- _Problem requirements_:
Lines that include "unknown" make up the answer; copy all of them from the data below.

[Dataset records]
---------------
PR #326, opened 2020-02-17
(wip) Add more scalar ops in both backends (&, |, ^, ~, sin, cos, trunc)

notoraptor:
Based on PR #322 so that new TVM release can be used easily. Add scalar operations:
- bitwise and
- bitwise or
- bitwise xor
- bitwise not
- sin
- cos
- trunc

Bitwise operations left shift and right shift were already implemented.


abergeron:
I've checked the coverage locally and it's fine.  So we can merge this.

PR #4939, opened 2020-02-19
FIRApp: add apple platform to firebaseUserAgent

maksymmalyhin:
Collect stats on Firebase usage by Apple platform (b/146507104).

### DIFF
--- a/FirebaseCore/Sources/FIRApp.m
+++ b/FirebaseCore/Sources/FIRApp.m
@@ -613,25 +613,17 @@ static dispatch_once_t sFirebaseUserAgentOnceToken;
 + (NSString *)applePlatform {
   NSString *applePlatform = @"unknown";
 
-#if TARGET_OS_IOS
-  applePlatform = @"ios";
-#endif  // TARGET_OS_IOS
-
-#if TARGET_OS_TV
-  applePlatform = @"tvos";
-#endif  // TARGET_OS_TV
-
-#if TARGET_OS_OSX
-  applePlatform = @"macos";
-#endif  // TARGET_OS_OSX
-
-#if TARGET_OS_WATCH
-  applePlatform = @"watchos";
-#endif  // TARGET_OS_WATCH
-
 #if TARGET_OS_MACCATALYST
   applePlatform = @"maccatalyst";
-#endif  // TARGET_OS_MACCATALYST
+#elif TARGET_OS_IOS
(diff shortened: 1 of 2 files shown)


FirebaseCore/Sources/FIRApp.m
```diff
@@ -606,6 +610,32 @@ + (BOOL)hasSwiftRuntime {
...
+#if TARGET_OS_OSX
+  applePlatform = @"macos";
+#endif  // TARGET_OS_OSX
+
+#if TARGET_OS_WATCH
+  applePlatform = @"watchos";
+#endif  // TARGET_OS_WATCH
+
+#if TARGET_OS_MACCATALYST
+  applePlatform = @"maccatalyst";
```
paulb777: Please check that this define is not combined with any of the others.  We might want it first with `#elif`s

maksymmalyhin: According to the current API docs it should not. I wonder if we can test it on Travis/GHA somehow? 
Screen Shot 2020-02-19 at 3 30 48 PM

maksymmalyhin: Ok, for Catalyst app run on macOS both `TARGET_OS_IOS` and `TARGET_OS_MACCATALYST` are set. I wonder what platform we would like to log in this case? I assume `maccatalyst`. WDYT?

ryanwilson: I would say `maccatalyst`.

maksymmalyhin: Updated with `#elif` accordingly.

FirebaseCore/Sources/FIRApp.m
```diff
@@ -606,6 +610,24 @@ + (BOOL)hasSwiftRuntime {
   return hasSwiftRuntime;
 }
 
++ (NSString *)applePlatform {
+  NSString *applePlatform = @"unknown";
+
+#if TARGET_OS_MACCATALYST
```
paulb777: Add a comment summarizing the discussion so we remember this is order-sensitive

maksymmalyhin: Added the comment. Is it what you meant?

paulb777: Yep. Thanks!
---------------
- _Problem solution_:
   NSString *applePlatform = @"unknown";
+  NSString *applePlatform = @"unknown";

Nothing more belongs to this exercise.